# best way to remove CA from the lathe?



## darcisowers (Jul 9, 2010)

Today I purchased a used lathe (got a great deal) but the previous owner wasn't very careful about where his CA went a flinging....

is there a way to remove the CA so that this lathe won't be so ugly?  :biggrin:

I'm thinking that there is something else on there other than CA, cause there's lots of brown "drips" all over it....

anyway, it's cosmetic, so if it doesn't come off, it's no big deal, but I'd love to clean it up if it won't kill me (time or patience-wise).

Thanks in advance for your suggestions.

Darci


----------



## jskeen (Jul 9, 2010)

Acetone will clean off the superglue, eventually, and will usually not bother the enamel finish.  If it's on the ways a single edge razor blade will get most of it off.  Sandpaper will finish cleaning it up, and a coat of car wax or floor wax, or even ren wax will keep it from rusting back up.  Be sure to clean the bottom of the banjo and the tail stock.  Roughing up the washers that hold them and the bottom rails between the ways will help it lock up nice and tight.


----------



## darcisowers (Jul 10, 2010)

thanks James. I was mainly worried that acetone would damage the enamel, but I'll try it out and see! Now, where to get acetone by the gallon?! (kidding.)

here's a photo of my ugly lathe. :tongue:


----------



## SteveG (Jul 10, 2010)

Oh-oh. Your ugly lathe looks a lot like MY ugly lathe.  Maybe they are brothers?!


----------



## LarryDNJR (Jul 10, 2010)

Holy Cow dip that bad boy in a vat of acid and get it cleaned up!


----------



## Pioneerpens (Jul 10, 2010)

CVS has 100% acetone for about $5.00 a bottle...It's by the nail polish remover.  Other drugstores may have it as well.


----------



## keithlong (Jul 10, 2010)

The local lumber yard here has it, you can buy it by the quart or gallon. I bought a quart for 6.30, they also sell it by the gallon for 16.00 a gallon. I also get my BLO there too.


----------



## soligen (Jul 10, 2010)

Ummmm ... Maybe sand blast and re-paint?  

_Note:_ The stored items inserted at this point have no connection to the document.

PR #4193, opened 2022-07-13
[Validation] Removed validation of `DisableSimultaneousMultithreading` and adapted disabling logic accordingly.

gmarciani:
### Description of changes
1. Removed validation of `DisableSimultaneousMultithreading` in order to allow the disablement of multi-threading on all instances supporting it or to skip it on instances not supporting it.
2. Adapted internal logic to select disablement via CpuOptions or manually

Proved via scripting that single-threading can be set via `CpuOptions` for all instances having 1 within `VcpuInfo.ValidThreadsPerCore`, even if they have `VcpuInfo.DefaultThreadsPerCore=1` and regardless the supported architecture is `x86_64` or `arm64`.

1. DefaultThreadsPerCore > 1 AND ValidThreadsPerCore contains 1 => multi-threading must be disabled via CpuOptions
1. DefaultThreadsPerCore > 1 AND ValidThreadsPerCore not reported => multi-threading must be disabled manually
1. DefaultThreadsPerCore = 1 AND ValidThreadsPerCore contains 1 => nothing to do
1. DefaultThreadsPerCore = 1 AND ValidThreadsPerCore not reported => nothing to do

### Tests
1. Unit tests succeeded
3. Verified that the criteria to select the instances supporting the single threading via CpuOptions is correct by setting it for every instance types in DUB.

### DIFF
--- a/CHANGELOG.md
+++ b/CHANGELOG.md
@@ -39,6 +39,7 @@ CHANGELOG
 **BUG FIXES**
 - Fix default for disable validate and test components when building custom AMI. The default was to disable those components, but it wasn't effective.
 - Handle corner case in the scaling logic when instance is just launched and the describe instances API doesn't report yet all the EC2 info.
+- Dropped validation that would prevent ARM instance type to be used when `DisableSimultaneousMultithreading` was set to true.
 
 3.1.4
 ------
--- a/cli/src/pcluster/aws/aws_resources.py
+++ b/cli/src/pcluster/aws/aws_resources.py
@@ -224,10 +224,9 @@ class InstanceTypeInfo:
         return self.instance_type_data.get("InstanceType")
 
     def is_cpu_options_supported_in_lt(self):
-        """Check whether hyperthreading can be disabled via CPU options."""
-        # If default threads per core is 1, HT doesn't need to be disabled
+        """Check whether CPUOptions can be set in launch template."""
         # When CpuOptions is not supported, valid threads per core can't be found in vcpu info
-        return self.default_threads_per_core() > 1 and 1 in self.valid_threads_per_core()
+        return len(self.valid_threads_per_core()) != 0
 
     def is_ebs_optimized(self):
         """Check whether the instance has optimized EBS support."""
--- a/cli/src/pcluster/config/cluster_config.py
+++ b/cli/src/pcluster/config/cluster_config.py
@@ -68,7 +68,6 @@ from pcluster.validators.cluster_validators import (
     ComputeResourceSizeValidator,
     CustomAmiTagValidator,
     DcvValidator,
-    DisableSimultaneousMultithreadingArchitectureValidator,
     DuplicateMountDirValidator,
     DuplicateNameValidator,
     EfaOsArchitectureValidator,
@@ -975,11 +974,6 @@ class HeadNode(Resource):
 
     def _register_validators(self):
         self._register_validator(InstanceTypeValidator, instance_type=self.instance_type)
-        self._register_validator(
-            DisableSimultaneousMultithreadingArchitectureValidator,
-            disable_simultaneous_multithreading=self.disable_simultaneous_multithreading,
-            architecture=self.architecture,
-        )
 
     @property
     def architecture(self) -> str:
@@ -1000,7 +994,7 @@ class HeadNode(Resource):
     @property
     def pass_cpu_options_in_launch_template(self) -> bool:
         """Check whether CPU Options must be passed in launch template for head node."""
-        return self.disable_simultaneous_multithreading and self.instance_type_info.is_cpu_options_supported_in_lt()
+        return self.disable_simultaneous_multithreading_via_cpu_options
 
     @property
     def is_ebs_optimized(self) -> bool:
@@ -1022,12 +1016,20 @@ class HeadNode(Resource):
     @property
     def disable_simultaneous_multithreading_via_cpu_options(self) -> bool:
         """Return true if simultaneous multithreading must be disabled through cpu options."""
-        return self.disable_simultaneous_multithreading and self.instance_type_info.is_cpu_options_supported_in_lt()
+        return (
+            self.disable_simultaneous_multithreading
+            and self.instance_type_info.default_threads_per_core() > 1
+            and self.instance_type_info.is_cpu_options_supported_in_lt()
+        )
 
     @property
     def disable_simultaneous_multithreading_manually(self) -> bool:
         """Return true if simultaneous multithreading must be disabled with a cookbook script."""
-        return self.disable_simultaneous_multithreading and not self.instance_type_info.is_cpu_options_supported_in_lt()
+        return (
+            self.disable_simultaneous_multithreading
+            and self.instance_type_info.default_threads_per_core() > 1
+            and not self.instance_type_info.is_cpu_options_supported_in_lt()
+        )
 
     @property
     def instance_role(self):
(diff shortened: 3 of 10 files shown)


tests/integration-tests/tests/efa/test_efa.py
```diff
@@ -54,7 +54,7 @@ def test_efa(
         multithreading_disabled = True
     else:
         head_node_instance = "c6g.16xlarge"
-        multithreading_disabled = False
+        multithreading_disabled = True
```
lukeseawalker: what about removing this variable if there is only one case? Than you can also change the config to remove the placeholder

cli/tests/pcluster/aws/dummy_aws_api.py
```diff
@@ -57,7 +55,14 @@ def max_network_interface_count(self):
...
 
     def default_threads_per_core(self):
-        return self._default_threads_per_core
+        # There are more instance types, but for the simplicity of the mock,
+        # we consider only t2 as having one thread per core.
+        return 1 if self._instance_type.startswith("t2") else 2
+
+    def valid_threads_per_core(self):
+        # There are more instance types, but for the simplicity of the mock,
+        # we consider only t2 as having one thread per core.
```
lukeseawalker: "we consider only t2 as having one thread per core."
probably you meant to consider only t2 has not reporting valid thread per core

cli/tests/pcluster/validators/test_all_validators/test_validators_are_called_with_correct_argument/slurm.yaml
```diff
@@ -30,8 +30,10 @@ Scheduling:
         - Name: compute_resource1
           InstanceType: c5.4xlarge
           MaxCount: 5
+          DisableSimultaneousMultithreading: true
```
lukeseawalker, line 33: is it worth adding the case "instance not supporting multi-thread disablement" + DisableSimultaneousMultithreading = true?, i.e.
```
InstanceType: t2.large
DisableSimultaneousMultithreading: true
```

CHANGELOG.md
```diff
@@ -39,6 +39,8 @@ CHANGELOG
 **BUG FIXES**
 - Fix default for disable validate and test components when building custom AMI. The default was to disable those components, but it wasn't effective.
 - Handle corner case in the scaling logic when instance is just launched and the describe instances API doesn't report yet all the EC2 info.
+- Fix validation for configuration parameter `Scheduling/SlurmQueues/ComputeResources/DisableSimultaneousMultithreading`
```
lukeseawalker: isn't the DisableSimultaneousMultithreading fixed also for the HeadNode?

tests/integration-tests/tests/efa/test_efa.py
gmarciani: Fixed in the next rev.

cli/tests/pcluster/aws/dummy_aws_api.py
gmarciani: Yes, copy-paste error. Rephrasing in the next rev.

cli/tests/pcluster/validators/test_all_validators/test_validators_are_called_with_correct_argument/slurm.yaml
gmarciani: Good point, thanks. Added in the next rev.

CHANGELOG.md
gmarciani: Good point, thanks! It is. I would put a general 

"Fix validation for configuration parameter `DisableSimultaneousMultithreading` to allow the disablement of multi-threading on all instances supporting it." then

cli/src/pcluster/aws/aws_resources.py
```diff
@@ -224,10 +224,13 @@ def instance_type(self):
...
 
     def is_cpu_options_supported_in_lt(self):
-        """Check whether hyperthreading can be disabled via CPU options."""
-        # If default threads per core is 1, HT doesn't need to be disabled
+        """Check whether CPUOptions can be set in launch template."""
         # When CpuOptions is not supported, valid threads per core can't be found in vcpu info
-        return self.default_threads_per_core() > 1 and 1 in self.valid_threads_per_core()
+        return len(self.valid_threads_per_core()) != 0
+
+    def is_multi_threading_disablement_supported(self):
```
lukeseawalker: I think that the logic on the method "disable_simultaneous_multithreading_manually" should be revisited to account this change. Can you please check and in case add also a test to cover this case? I'm thinking about for example a metal instance with DefaultThreadsPerCore = 2 but that doesn't support cpu_options.

cli/src/pcluster/aws/aws_resources.py
```diff
@@ -224,10 +224,13 @@ def instance_type(self):
         return self.instance_type_data.get("InstanceType")
 
     def is_cpu_options_supported_in_lt(self):
```
lukeseawalker, line 226: since you have changed the method behavior, please also check all the callers of this method, to understand if they need to be changed as well.

gmarciani: Thanks, done in the next rev.

cli/src/pcluster/aws/aws_resources.py
gmarciani: We decided to remove the validator because we have the following cases:
1. DefaultThreadsPerCore > 1 AND ValidThreadsPerCore contains 1 => multi-threading must be disabled via CpuOptions
1. DefaultThreadsPerCore > 1 AND ValidThreadsPerCore not reported => multi-threading must be disabled manually
1. DefaultThreadsPerCore = 1 AND ValidThreadsPerCore contains 1 => nothing to do
1. DefaultThreadsPerCore = 1 AND ValidThreadsPerCore not reported => nothing to do

So there is no case where the validators should fail.

CHANGELOG.md
```diff
@@ -39,6 +39,8 @@ CHANGELOG
 **BUG FIXES**
 - Fix default for disable validate and test components when building custom AMI. The default was to disable those components, but it wasn't effective.
 - Handle corner case in the scaling logic when instance is just launched and the describe instances API doesn't report yet all the EC2 info.
+- Removed validation of `DisableSimultaneousMultithreading` in order to allow the disablement of multi-threading on all instances supporting it
+  or to skip it on instances not supporting it.
```
lukeseawalker: " skip it on instances not supporting it." we are disabling multithreading also in the case of instance not supporting it, through the manual disable flag.
I would rewrite the bullet with something "Dropped validation that would prevent ARM instance type to be used when DisableSimultaneousMultithreading was set to true."

cli/src/pcluster/config/cluster_config.py
```diff
@@ -1022,12 +1016,20 @@ def instance_type_info(self) -> InstanceTypeInfo:
     @property
     def disable_simultaneous_multithreading_via_cpu_options(self) -> bool:
         """Return true if simultaneous multithreading must be disabled through cpu options."""
-        return self.disable_simultaneous_multithreading and self.instance_type_info.is_cpu_options_supported_in_lt()
+        return (
+            self.disable_simultaneous_multithreading
+            and self.instance_type_info.default_threads_per_core() > 1
```
lukeseawalker, line 1021: What about removing "and self.instance_type_info.default_threads_per_core() > 1"?
This will semplify the logic and will use cpu options even in the case default_threads_per_core = 1

CHANGELOG.md
gmarciani: Totally agree with you. Your proposal is a lot more customer-centric, thanks

cli/src/pcluster/config/cluster_config.py
gmarciani: If this is not a strong concern for you, I think we should keep this conditions as it is because it guarantees that we don't do any unnecessary setup action, whether it is manual or via template.

Furthermore, since sooner or later we are moving towards a scenario where we will perform this specific disablement only manually, it would be even better to skip manual steps when not required.

What do you think?

lukeseawalker: ACK

lukeseawalker (approved):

If you use acetone, be careful using that much.  Get a resperator with appropriate VOC filters and find some rubber gloves that acetone won't disolve.  Latex gloves will not hold up to acetone.


----------



## atsowers (Jul 10, 2010)

if we end up needing to go the re-paint route, what kind of paint should we get?

upon closer inspection, we see some SOLDER on the banjo and a little on the motor.  Solder.  now what would the previous owner have done with THAT?


----------



## IPD_Mrs (Jul 10, 2010)

You can buy cans of spray direct from Jet that will match the old.


----------



## darcisowers (Jul 10, 2010)

Really?  we were looking at the Jet site earlier, and didn't see any references to buying replacement paint.  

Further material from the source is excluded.